◆ **PROBLEM STATEMENT**: Restate all of the entries verbatim.

◆ **RECORDS SHOWN**:
BEGIN

PR #2511, opened 2020-06-25
Set default value of exit_after_num_runs to maxint in rest API call

candicegjing:
This PR sets the default value of `exit_after_num_runs` to max int in rest call to avoid potential failures.

### DIFF
--- a/alembic/versions/2020060503_add_exit_after_number_of_runs__54e95ff2e718.py
+++ b/alembic/versions/2020060503_add_exit_after_number_of_runs__54e95ff2e718.py
@@ -12,7 +12,7 @@ down_revision = '9d0f1ffb18e9'
 
 from alembic import op
 import sqlalchemy as sa
-import sys
+
 
 def upgrade():
     op.add_column('worker', sa.Column('exit_after_num_runs', sa.Integer(), nullable=False, server_default='999999999'))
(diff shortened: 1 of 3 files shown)


nelson-liu (approved):

epicfaace (changes requested):
I don't think this will work -- see https://github.com/codalab/codalab-worksheets/pull/2403. Let's set it to 999999999 instead?

candicegjing:
> I don't think this will work -- see #2403. Let's set it to 999999999 instead?

I don't think these two are the same issue. #2403 is because the `server_default` needs to take a `string`. Here what I am changing is to ensure when a user uses an older version of the `codalab` package on client side, they can still run their `cl-worker` without a failure of missing column. 
Also just for reference: see comment: https://github.com/codalab/codalab-worksheets/pull/2288#discussion_r429599614 and worker side is defined as follows:
https://github.com/codalab/codalab-worksheets/blob/37d948d6be5068ebb5d60b54ee544fd90b7330d0/codalab/worker/main.py#L144-L149

candicegjing:
@epicfaace If we really think maxint is too large, I think we should make all three places consistent.

nelson-liu:
+1 to making all 3 consistent . 999999999 seems fine to me

nelson-liu (approved):

PR #2518, opened 2020-06-27
[Don't update branch, don't squash merge] Merge staging -> master

epicfaace:
Staging branch.

Make sure you merge this branch with a merge commit so that the v0.5.16 tag remains intact.


teetone:
@epicfaace I don't think we should merge `master` back into `staging`. I think we should keep them separate because we would have to retest all the new changes in master, making the deployment to `prod` slow.

scripts/travis-deploy.sh
```diff
@@ -13,7 +13,7 @@ tag=$1
 # by an external user. Then we shouldn't push the docker image to docker hub.
 PUSH_FLAG=$([ -z "${CODALAB_DOCKER_USERNAME}" ] || echo "--push")
 
-python3 codalab_service.py build --version $tag --pull $PUSH_FLAG
+python3 codalab_service.py build --version v$tag --pull $PUSH_FLAG
```
epicfaace, line 16: Our old Travis build step, for each release X.X.X, pushes a docker image with tag “X.X.X” and a docker image with tag “vX.X.X”

Our GitHub Actions workflow only pushes images with tag “vX.X.X” (this change makes that happen).

We only need “vX.X.X” images for deployment, though — the “X.X.X” images appear to be unused.

teetone:
@epicfaace  Is merging staging back into master still necessary?

teetone (approved):

epicfaace:
@teetone I think so? Otherwise, we may force push staging later and might still want the v0.5.16 tag to still point to a commit on master.

PR #2520, opened 2020-06-29
Add new run, text, upload above the first item when no focus

### LINKED ISSUE #2400: 'g g' should go to the very top
Currently, it goes to the first item, but it should go beyond that to focus index `-1`, because that's what happens when you repeatedly move up (e.g., hit 'k' repeatedly) for consistency.

### LINKED ISSUE #2482: can't text/upload/run on a newly loaded worksheet
To reproduce, create a new worksheet with one bundle on it.  Refresh the page.  Then click 'text', 'upload', or 'run'.  Nothing happens.  You have to select the last row for it to work.

This is because the focus is at -1 when the page loads.

In the past, we have appended new blocks to the worksheet, in concordance with what happens on the CLI.  However, this doesn't mesh well with the intuition that the cursor is right before the first item on the page, so the actually new blocks should be prepended to the worksheet.  Having a reverse chronological research log isn't itself a bad idea, but the problem is that the whole CodaLab model of always referring to the *last* bundle gets broken.

Perhaps a safe thing to do is only allow text/run/upload if the focus is not -1 on a non-empty worksheet, and always put a 'Go to end' button.

Or we can just have an as-is mentality and just prepend when focus is -1.

yipenghe:
This allows user to add items above the first item and reduce the need to edit in source, which aligns with our frontend goal (help user not use source as much as possible)
fix #2482 
also fix #2400 since it was a one line change


frontend/src/components/worksheets/WorksheetItemList.js
```diff
@@ -197,30 +196,25 @@ class WorksheetItemList extends React.Component {
...
             var worksheet_items = [];
             info.blocks.forEach(
                 function(item, index) {
                     const focused = index === this.props.focusIndex;
 
-                    // focusedForButtons determines whether clicking on Cell/Upload/Run will
+                    // focused determines whether clicking on Cell/Upload/Run will
                     // apply to this cell. If nothing is focused (focusIndex = -1),
-                    // append to the end by default.
-                    const focusedForButtons =
```
yipenghe, line 210: This originally was used for appending to the end, since we are now prepending to the top of worksheet, no need for this anymore

frontend/src/components/worksheets/WorksheetItemList.js
```diff
@@ -124,14 +123,14 @@ class WorksheetItemList extends React.Component {
     }
 
     capture_keys() {
-        // Move focus to the top
+        // Move focus to the top, above the first item of worksheet
```
yipenghe, line 126: This resolves #2400

epicfaace (approved):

END

◆ **PROBLEM SOLUTION**:
PR #2511, opened 2020-06-25
Set default value of exit_after_num_runs to maxint in rest API call

candicegjing:
This PR sets the default value of `exit_after_num_runs` to max int in rest call to avoid potential failures.

### DIFF
--- a/alembic/versions/2020060503_add_exit_after_number_of_runs__54e95ff2e718.py
+++ b/alembic/versions/2020060503_add_exit_after_number_of_runs__54e95ff2e718.py
@@ -12,7 +12,7 @@ down_revision = '9d0f1ffb18e9'
 
 from alembic import op
 import sqlalchemy as sa
-import sys
+
 
 def upgrade():
     op.add_column('worker', sa.Column('exit_after_num_runs', sa.Integer(), nullable=False, server_default='999999999'))
(diff shortened: 1 of 3 files shown)


nelson-liu (approved):

epicfaace (changes requested):
I don't think this will work -- see https://github.com/codalab/codalab-worksheets/pull/2403. Let's set it to 999999999 instead?

candicegjing:
> I don't think this will work -- see #2403. Let's set it to 999999999 instead?

I don't think these two are the same issue. #2403 is because the `server_default` needs to take a `string`. Here what I am changing is to ensure when a user uses an older version of the `codalab` package on client side, they can still run their `cl-worker` without a failure of missing column. 
Also just for reference: see comment: https://github.com/codalab/codalab-worksheets/pull/2288#discussion_r429599614 and worker side is defined as follows:
https://github.com/codalab/codalab-worksheets/blob/37d948d6be5068ebb5d60b54ee544fd90b7330d0/codalab/worker/main.py#L144-L149

candicegjing:
@epicfaace If we really think maxint is too large, I think we should make all three places consistent.

nelson-liu:
+1 to making all 3 consistent . 999999999 seems fine to me

nelson-liu (approved):

PR #2518, opened 2020-06-27
[Don't update branch, don't squash merge] Merge staging -> master

epicfaace:
Staging branch.

Make sure you merge this branch with a merge commit so that the v0.5.16 tag remains intact.


teetone:
@epicfaace I don't think we should merge `master` back into `staging`. I think we should keep them separate because we would have to retest all the new changes in master, making the deployment to `prod` slow.

scripts/travis-deploy.sh
```diff
@@ -13,7 +13,7 @@ tag=$1
 # by an external user. Then we shouldn't push the docker image to docker hub.
 PUSH_FLAG=$([ -z "${CODALAB_DOCKER_USERNAME}" ] || echo "--push")
 
-python3 codalab_service.py build --version $tag --pull $PUSH_FLAG
+python3 codalab_service.py build --version v$tag --pull $PUSH_FLAG
```
epicfaace, line 16: Our old Travis build step, for each release X.X.X, pushes a docker image with tag “X.X.X” and a docker image with tag “vX.X.X”

Our GitHub Actions workflow only pushes images with tag “vX.X.X” (this change makes that happen).

We only need “vX.X.X” images for deployment, though — the “X.X.X” images appear to be unused.

teetone:
@epicfaace  Is merging staging back into master still necessary?

teetone (approved):

epicfaace:
@teetone I think so? Otherwise, we may force push staging later and might still want the v0.5.16 tag to still point to a commit on master.

PR #2520, opened 2020-06-29
Add new run, text, upload above the first item when no focus

### LINKED ISSUE #2400: 'g g' should go to the very top
Currently, it goes to the first item, but it should go beyond that to focus index `-1`, because that's what happens when you repeatedly move up (e.g., hit 'k' repeatedly) for consistency.

### LINKED ISSUE #2482: can't text/upload/run on a newly loaded worksheet
To reproduce, create a new worksheet with one bundle on it.  Refresh the page.  Then click 'text', 'upload', or 'run'.  Nothing happens.  You have to select the last row for it to work.

This is because the focus is at -1 when the page loads.

In the past, we have appended new blocks to the worksheet, in concordance with what happens on the CLI.  However, this doesn't mesh well with the intuition that the cursor is right before the first item on the page, so the actually new blocks should be prepended to the worksheet.  Having a reverse chronological research log isn't itself a bad idea, but the problem is that the whole CodaLab model of always referring to the *last* bundle gets broken.

Perhaps a safe thing to do is only allow text/run/upload if the focus is not -1 on a non-empty worksheet, and always put a 'Go to end' button.

Or we can just have an as-is mentality and just prepend when focus is -1.

yipenghe:
This allows user to add items above the first item and reduce the need to edit in source, which aligns with our frontend goal (help user not use source as much as possible)
fix #2482 
also fix #2400 since it was a one line change


frontend/src/components/worksheets/WorksheetItemList.js
```diff
@@ -197,30 +196,25 @@ class WorksheetItemList extends React.Component {
...
             var worksheet_items = [];
             info.blocks.forEach(
                 function(item, index) {
                     const focused = index === this.props.focusIndex;
 
-                    // focusedForButtons determines whether clicking on Cell/Upload/Run will
+                    // focused determines whether clicking on Cell/Upload/Run will
                     // apply to this cell. If nothing is focused (focusIndex = -1),
-                    // append to the end by default.
-                    const focusedForButtons =
```
yipenghe, line 210: This originally was used for appending to the end, since we are now prepending to the top of worksheet, no need for this anymore

frontend/src/components/worksheets/WorksheetItemList.js
```diff
@@ -124,14 +123,14 @@ class WorksheetItemList extends React.Component {
     }
 
     capture_keys() {
-        // Move focus to the top
+        // Move focus to the top, above the first item of worksheet
```
yipenghe, line 126: This resolves #2400

epicfaace (approved):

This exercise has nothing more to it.